** DATA follows **

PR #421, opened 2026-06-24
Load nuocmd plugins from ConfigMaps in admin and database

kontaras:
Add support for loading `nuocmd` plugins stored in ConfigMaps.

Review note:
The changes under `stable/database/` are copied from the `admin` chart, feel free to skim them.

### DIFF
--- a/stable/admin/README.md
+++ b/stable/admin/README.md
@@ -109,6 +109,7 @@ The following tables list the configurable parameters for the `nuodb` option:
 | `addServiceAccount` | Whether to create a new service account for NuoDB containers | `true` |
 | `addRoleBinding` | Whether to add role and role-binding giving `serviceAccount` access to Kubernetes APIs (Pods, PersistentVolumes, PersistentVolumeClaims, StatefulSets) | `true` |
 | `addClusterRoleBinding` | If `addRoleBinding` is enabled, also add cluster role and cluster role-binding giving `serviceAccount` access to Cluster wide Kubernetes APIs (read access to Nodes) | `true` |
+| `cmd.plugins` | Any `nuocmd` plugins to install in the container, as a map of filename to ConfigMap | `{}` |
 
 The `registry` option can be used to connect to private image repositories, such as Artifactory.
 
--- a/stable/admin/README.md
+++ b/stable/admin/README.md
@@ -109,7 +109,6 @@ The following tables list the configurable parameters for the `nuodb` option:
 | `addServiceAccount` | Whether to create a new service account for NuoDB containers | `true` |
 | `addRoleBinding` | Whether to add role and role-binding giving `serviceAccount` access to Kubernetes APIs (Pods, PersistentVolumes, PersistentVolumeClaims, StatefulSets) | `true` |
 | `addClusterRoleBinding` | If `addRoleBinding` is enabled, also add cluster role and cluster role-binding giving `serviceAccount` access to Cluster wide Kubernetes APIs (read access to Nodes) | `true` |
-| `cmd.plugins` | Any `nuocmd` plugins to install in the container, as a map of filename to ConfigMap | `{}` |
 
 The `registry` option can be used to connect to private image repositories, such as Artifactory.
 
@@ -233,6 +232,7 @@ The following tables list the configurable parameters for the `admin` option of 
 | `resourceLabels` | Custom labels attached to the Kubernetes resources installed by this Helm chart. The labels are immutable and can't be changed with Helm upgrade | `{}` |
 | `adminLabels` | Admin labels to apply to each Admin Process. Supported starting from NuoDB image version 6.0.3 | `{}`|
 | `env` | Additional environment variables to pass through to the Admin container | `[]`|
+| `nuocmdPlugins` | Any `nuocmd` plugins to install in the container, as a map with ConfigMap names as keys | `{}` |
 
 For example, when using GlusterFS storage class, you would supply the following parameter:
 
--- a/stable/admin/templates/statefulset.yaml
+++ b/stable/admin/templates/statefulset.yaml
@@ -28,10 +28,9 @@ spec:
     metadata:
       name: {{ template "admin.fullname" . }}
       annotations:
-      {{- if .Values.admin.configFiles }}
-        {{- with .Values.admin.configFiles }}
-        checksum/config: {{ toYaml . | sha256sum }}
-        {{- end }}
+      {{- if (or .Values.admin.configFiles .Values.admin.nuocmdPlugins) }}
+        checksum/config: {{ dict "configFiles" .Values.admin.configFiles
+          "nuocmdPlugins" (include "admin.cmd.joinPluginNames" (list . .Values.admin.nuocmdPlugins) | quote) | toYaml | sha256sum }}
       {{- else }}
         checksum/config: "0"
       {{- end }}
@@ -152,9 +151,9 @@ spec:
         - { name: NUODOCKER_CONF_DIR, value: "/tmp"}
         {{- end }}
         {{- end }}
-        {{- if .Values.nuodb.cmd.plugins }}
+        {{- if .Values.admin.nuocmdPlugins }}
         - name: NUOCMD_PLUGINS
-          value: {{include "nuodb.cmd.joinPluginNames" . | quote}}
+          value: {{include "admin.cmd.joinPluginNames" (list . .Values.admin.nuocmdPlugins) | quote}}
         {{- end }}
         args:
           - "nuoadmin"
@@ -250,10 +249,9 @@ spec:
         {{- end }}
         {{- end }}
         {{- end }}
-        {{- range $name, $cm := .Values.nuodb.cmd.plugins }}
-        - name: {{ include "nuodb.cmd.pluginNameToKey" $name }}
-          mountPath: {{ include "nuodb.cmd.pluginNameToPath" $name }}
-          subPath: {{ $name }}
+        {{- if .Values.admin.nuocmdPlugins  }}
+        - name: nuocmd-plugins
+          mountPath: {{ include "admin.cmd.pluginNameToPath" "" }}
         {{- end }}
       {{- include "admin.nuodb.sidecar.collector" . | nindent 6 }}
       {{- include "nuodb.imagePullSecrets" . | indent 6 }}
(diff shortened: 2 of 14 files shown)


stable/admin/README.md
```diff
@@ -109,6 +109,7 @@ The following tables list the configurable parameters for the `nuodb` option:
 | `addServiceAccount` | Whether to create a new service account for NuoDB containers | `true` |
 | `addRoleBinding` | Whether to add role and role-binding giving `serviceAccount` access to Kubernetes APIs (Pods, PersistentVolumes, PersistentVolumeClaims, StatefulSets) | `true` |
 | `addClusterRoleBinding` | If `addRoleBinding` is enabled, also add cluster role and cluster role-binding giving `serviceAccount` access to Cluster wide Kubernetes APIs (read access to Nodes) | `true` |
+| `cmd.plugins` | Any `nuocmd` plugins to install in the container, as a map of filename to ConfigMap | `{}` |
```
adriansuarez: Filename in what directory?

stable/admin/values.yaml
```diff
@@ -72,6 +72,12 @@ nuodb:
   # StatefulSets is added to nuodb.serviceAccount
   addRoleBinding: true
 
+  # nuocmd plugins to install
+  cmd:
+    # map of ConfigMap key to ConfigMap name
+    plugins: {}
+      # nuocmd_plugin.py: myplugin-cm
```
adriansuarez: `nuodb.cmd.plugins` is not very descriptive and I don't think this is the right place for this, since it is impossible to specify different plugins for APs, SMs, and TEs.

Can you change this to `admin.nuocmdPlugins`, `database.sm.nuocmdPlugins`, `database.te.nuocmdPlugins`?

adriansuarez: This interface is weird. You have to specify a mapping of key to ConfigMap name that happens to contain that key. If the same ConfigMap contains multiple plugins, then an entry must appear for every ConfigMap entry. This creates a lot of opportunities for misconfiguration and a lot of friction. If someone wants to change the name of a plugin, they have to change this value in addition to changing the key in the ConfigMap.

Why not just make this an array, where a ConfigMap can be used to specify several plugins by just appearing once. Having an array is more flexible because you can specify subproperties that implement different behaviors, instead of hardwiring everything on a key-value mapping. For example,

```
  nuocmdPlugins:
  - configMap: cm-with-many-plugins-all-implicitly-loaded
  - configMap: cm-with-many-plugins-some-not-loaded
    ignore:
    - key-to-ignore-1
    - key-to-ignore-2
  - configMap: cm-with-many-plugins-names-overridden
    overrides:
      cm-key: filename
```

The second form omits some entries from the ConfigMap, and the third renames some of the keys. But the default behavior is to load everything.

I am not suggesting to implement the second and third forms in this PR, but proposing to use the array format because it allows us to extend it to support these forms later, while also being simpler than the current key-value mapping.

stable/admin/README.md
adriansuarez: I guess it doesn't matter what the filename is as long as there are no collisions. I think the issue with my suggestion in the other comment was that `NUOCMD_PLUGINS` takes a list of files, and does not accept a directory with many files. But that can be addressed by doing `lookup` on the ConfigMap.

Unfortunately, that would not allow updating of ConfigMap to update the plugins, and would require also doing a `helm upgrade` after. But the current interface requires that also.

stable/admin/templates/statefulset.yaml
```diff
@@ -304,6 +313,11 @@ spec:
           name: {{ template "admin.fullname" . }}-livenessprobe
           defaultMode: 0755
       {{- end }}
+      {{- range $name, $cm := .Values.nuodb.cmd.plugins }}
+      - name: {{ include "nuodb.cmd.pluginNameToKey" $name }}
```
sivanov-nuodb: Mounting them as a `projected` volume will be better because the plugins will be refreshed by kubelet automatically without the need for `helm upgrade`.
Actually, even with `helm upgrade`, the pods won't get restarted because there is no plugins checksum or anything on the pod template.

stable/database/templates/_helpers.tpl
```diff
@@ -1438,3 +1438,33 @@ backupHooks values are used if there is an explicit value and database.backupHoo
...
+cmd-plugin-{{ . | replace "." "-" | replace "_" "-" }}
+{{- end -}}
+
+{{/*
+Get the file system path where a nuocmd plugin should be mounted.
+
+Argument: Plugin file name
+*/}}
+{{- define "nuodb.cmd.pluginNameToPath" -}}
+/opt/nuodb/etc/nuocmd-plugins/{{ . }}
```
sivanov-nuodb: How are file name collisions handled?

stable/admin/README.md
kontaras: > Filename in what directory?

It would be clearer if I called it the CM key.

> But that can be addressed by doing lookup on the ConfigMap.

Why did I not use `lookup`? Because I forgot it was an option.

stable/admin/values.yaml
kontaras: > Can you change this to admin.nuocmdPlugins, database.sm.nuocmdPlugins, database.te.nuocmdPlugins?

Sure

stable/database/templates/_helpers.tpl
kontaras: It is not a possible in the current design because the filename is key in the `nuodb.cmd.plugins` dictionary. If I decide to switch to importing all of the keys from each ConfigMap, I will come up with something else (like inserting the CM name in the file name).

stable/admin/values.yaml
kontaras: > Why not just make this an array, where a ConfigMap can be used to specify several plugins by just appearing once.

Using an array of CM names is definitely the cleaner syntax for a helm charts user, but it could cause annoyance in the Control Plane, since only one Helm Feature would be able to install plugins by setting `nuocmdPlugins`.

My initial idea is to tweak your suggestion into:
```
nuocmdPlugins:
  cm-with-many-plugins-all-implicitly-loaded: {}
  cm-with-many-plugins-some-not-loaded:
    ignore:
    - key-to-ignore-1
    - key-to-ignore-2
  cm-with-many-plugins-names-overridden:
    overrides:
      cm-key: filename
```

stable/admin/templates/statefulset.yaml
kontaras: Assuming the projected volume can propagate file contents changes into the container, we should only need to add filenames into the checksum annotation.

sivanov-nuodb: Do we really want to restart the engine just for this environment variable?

** End of DATA **
** DATA follows **

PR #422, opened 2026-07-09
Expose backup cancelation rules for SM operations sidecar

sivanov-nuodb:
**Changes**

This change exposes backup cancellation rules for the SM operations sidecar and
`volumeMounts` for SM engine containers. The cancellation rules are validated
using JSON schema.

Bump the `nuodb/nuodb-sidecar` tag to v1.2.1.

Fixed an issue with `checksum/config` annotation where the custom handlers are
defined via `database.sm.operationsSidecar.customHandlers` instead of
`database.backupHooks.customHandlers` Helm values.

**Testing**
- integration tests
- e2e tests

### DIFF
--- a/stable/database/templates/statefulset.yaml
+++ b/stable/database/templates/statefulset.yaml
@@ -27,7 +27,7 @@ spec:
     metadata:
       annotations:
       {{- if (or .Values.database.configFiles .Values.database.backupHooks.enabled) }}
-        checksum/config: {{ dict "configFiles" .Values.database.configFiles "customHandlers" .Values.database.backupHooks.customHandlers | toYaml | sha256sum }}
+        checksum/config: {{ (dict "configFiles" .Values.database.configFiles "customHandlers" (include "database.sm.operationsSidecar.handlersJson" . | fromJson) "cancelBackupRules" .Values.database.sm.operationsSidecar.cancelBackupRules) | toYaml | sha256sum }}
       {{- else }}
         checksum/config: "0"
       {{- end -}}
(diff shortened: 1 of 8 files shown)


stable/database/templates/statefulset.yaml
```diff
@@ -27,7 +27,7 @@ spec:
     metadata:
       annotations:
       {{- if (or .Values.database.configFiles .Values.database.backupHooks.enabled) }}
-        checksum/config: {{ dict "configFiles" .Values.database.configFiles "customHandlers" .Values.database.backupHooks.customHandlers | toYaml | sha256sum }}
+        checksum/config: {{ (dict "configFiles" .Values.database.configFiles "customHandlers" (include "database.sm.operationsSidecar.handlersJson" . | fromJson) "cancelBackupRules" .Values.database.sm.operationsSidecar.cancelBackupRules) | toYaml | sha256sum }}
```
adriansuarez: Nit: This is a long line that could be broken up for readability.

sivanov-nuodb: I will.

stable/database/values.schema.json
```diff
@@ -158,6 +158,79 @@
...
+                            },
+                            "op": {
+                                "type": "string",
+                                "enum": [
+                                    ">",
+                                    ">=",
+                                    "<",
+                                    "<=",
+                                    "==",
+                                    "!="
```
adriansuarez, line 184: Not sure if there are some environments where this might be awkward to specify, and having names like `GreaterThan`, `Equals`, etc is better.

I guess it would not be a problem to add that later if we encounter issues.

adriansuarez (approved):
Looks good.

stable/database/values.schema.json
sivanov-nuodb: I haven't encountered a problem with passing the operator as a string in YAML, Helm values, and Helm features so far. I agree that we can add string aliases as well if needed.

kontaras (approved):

** End of DATA **

PROBLEM TO SOLVE
Scan the entries above for the word "second", then copy every line in which it occurs.

ANSWER BELOW
The second form omits some entries from the ConfigMap, and the third renames some of the keys. But the default behavior is to load everything.
I am not suggesting to implement the second and third forms in this PR, but proposing to use the array format because it allows us to extend it to support these forms later, while also being simpler than the current key-value mapping.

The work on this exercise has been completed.